Within the data, how many lines hold the word "warn"? Answer with nothing but the number.

Listed records Block Start

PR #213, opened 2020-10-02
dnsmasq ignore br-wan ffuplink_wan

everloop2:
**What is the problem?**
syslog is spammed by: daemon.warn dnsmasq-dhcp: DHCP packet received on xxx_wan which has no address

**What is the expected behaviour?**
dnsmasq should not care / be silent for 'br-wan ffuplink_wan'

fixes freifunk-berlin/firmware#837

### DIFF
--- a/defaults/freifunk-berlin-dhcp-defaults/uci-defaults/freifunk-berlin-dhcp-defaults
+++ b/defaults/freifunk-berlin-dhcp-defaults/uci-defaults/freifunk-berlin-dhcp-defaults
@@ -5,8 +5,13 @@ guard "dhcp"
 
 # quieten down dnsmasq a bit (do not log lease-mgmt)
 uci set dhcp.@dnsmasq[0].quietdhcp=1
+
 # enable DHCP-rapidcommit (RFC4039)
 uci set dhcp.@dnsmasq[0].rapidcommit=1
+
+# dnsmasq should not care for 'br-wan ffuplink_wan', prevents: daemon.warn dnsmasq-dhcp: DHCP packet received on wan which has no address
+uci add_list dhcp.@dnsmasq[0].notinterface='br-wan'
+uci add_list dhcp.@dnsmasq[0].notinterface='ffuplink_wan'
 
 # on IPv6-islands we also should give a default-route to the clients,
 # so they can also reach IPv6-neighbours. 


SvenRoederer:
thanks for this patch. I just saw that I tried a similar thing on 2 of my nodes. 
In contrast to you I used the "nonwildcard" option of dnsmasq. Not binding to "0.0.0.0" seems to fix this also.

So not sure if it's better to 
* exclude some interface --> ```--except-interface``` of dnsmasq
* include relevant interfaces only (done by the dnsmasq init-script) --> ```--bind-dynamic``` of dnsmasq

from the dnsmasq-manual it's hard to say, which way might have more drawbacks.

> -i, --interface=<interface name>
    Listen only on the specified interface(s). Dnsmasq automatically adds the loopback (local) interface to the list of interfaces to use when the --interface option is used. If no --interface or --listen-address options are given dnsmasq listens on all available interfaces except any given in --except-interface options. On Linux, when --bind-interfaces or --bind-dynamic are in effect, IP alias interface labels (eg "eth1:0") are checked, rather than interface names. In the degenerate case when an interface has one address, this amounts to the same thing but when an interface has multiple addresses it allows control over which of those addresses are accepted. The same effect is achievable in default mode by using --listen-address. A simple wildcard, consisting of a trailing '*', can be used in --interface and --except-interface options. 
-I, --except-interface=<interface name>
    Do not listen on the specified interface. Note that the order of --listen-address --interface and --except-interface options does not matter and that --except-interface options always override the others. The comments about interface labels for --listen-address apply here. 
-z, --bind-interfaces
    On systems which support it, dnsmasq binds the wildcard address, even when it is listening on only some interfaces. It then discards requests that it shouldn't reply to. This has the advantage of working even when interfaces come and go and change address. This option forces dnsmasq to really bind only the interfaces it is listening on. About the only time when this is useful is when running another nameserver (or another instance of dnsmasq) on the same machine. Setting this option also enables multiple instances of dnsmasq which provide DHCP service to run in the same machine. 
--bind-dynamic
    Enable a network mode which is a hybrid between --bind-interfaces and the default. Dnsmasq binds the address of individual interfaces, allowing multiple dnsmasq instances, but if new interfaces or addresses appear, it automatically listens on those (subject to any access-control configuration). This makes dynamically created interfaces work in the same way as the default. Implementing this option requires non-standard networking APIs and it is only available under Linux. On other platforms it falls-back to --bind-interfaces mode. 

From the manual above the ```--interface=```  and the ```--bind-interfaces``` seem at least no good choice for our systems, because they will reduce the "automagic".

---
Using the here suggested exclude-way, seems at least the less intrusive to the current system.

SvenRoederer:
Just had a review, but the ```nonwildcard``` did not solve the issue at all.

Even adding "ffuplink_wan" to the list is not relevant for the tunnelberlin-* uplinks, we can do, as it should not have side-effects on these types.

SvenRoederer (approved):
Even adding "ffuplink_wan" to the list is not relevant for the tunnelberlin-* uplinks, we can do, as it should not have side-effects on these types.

Listed records Block End

* Answer for the task *
2